Rome, Italy Trip Expenses
According to records recently obtained by the Environmental Integrity Project (EIP) in response to its August 3, 2017 Freedom of Information Act request, former U.S. Environmental Protection Agency (EPA) Administrator Scott Pruitt’s June 2017 trip to Italy cost taxpayers another $43,943.57 in addition to the $120,256.36 already reported, bringing the total for the trip to $164,199.93.
This additional $43,943.57 includes:
- $34,960.75 paid by EPA to the U.S. Embassy in Rome to cover costs such as $10,066.77 for automobiles, drivers, and other vehicle-related costs to drive Mr. Pruitt and his entourage around in Italy, and $5,841.23 to lodge these drivers at the five-star Regina Hotel Baglionia.
- $8,982.82 for additional travel costs for Mr. Pruitt’s security detail during the week of June 5-12. This amount is in addition to $30,553.88 previously disclosed in response to EIP’s FOIA requests.
The list below itemizes EPA’s travel expenditures incurred from former Administrator Pruitt’s trip to Rome, Italy from June 7-12, 2017. This list is ordered according to the dates on which EPA disclosed records in response to EIP’s FOIA request.
- January 16 Production: Pruitt and Staff Travel Vouchers
Based upon EPA’s disclosure of travel vouchers, EPA spent $53,633.98 on airfare, per diem, and lodging for Mr. Pruitt and accompanying EPA staff (except members of the security detail). The cost of airfare, lodging, and per diem for Mr. Pruitt alone accounts for $8,997.83 of that total amount.
EPA separately spent $36,068.50 on a U.S. Air Force aircraft to carry the former Administrator from Cincinnati to the John F. Kennedy International Airport so that he could catch his flight to Rome.
- March 19 Production: Security Detail Travel Expenses
Airfare, per diem, and lodging for the former Administrator’s security detail cost $30,553.88 for the week of June 5-12, 2017. [Note: this total also includes travel costs for security detail that accompanied Mr. Pruitt on a June 5-6 trip to New York.]
- May 2 Production: Additional Security Detail Expenses
EPA found additional travel vouchers for former Administrator Pruitt’s security detail that amounts to another $8,982.82. This is in addition to the $30,553.88 figure already disclosed to EIP. This brings the total travel cost for Mr. Pruitt’s security detail for the week to $39,536.70.
- July 13 Production: Italian Motorcade and Other Costs
EPA spent an additional $34,960.75 to cover costs of Mr. Pruitt’s Italy trip. EIP successfully obtained these records of additional Italy trip travel expenses after allegations surfaced that Mr.

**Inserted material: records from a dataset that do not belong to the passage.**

Issue #1787, opened 2019-09-18
Stabilize tests


karthiknadig:
Tracking item for test stabilization.

PR #1803, opened 2019-09-25
#1787

int19h:
Refactor tests.debug to accommodate ptvsd.server spawning the adapter, and remove the need for "custom_client" and "custom_server" start methods.

Fix launcher not propagating debuggee exit code.

Fix attach-by-PID without explicit --log-dir overriding PTVSD_LOG_DIR (and disabling logging).

Improve test logging, with a separate directory for every test.

Various test fixes.


src/ptvsd/adapter/__main__.py
```diff
@@ -20,32 +20,28 @@ def main(args):
...
             session.connect_to_server(("127.0.0.1", args.for_server_on_port))
         with session.accept_connection_from_ide((args.host, args.port)) as (_, port):
-            try:
-                session.server.set_debugger_property({"adapterPort": port})
-            except AttributeError:
-                pass
+            if session.server:
+                try:
+                    session.server.set_debugger_property({"adapterPort": port})
+                except AttributeError:
```
karthiknadig: The `AttributeError` here was to handle case when `server` was not set. If it guaranteed to be set we don't need that.

src/ptvsd/adapter/__main__.py
```diff
@@ -76,10 +72,6 @@ def _parse_argv(argv):
         help=argparse.SUPPRESS
     )
 
-    parser.add_argument(
-        "--cls", action="store_true", help="clear screen before starting the debuggee"
```
karthiknadig: See this: https://www.reddit.com/r/vscode/comments/d6oggo/how_do_i_clear_the_terminal_screen_upon_executing/ 

We may have a case for `--cls`. But handle it via launcher? or this could be a debug config.

src/ptvsd/adapter/ide.py
```diff
@@ -208,6 +208,8 @@ def launch_request(self, request):
             args = ["-c"] + request(
                 "code", json.array(unicode, vectorize=True, size=(1,))
             )
+        else:
+            args = []
```
karthiknadig: Should we fail here? if it is not a file/dir, module, or string.

tests/debug/runners.py
```diff
@@ -0,0 +1,234 @@
...
+The function is exposed directly as a method on Session, with the session argument
+becoming self.
+
+The function is also exposed as a Runner object from this module. Runner objects are
+callable, and invoke the wrapped function when called, but in addition, they can also
+be bound to specific arguments, by using either [] or with_options(), which can be
+chained arbitrarily::
+
+    # Direct invocation:
+    session.attach_by_socket(cli, log_dir="...")
```
karthiknadig:
```suggestion
    session.attach_by_socket("cli", log_dir="...")
```

src/ptvsd/adapter/ide.py
int19h: Proper handling of args, including validation, is done in launcher - this bit here is solely to generate the (dummy) args to launcher to show up in the terminal. So the part here needs to only do enough to get to the launcher - I'd rather not duplicate the validation logic.

src/ptvsd/adapter/__main__.py
int19h: Yeah, for user scenarios like that, this is definitely something that the launcher should do, triggered by a boolean flag in debug config. In the adapter, it was solely for testing the adapter itself, and even then I ended up not using it much.

src/ptvsd/adapter/__main__.py
int19h: Yep, it's always guaranteed to be set, and not `None`- it's either the actual `Server` instance, or else `Missing` (which is "false", so this is really what it's testing for).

Pruitt’s former head of security, Pasquale Perrotta, hired private Italian security guards and a motorcade for the former Administrator.
This amount includes $10,066.77 for automobiles, drivers, and other vehicle-related costs to drive Mr. Pruitt and staff in Italy, and $5,841.23 to lodge these drivers at the Regina Hotel Baglioni, a five-star hotel located in Rome.
3. Former Administrator Pruitt’s Military/Charter Flights
Federal agencies are required by law to report information about senior Federal officials who fly aboard U.S. Government aircraft to the U.S. General Services Administration. EIP sent a FOIA request to the GSA asking for reports it received from EPA and the U.S. Department of Interior for use of U.S. Government aircraft to satisfy this reporting requirement. EIP was able to secure these reports after it filed suit in January 2018.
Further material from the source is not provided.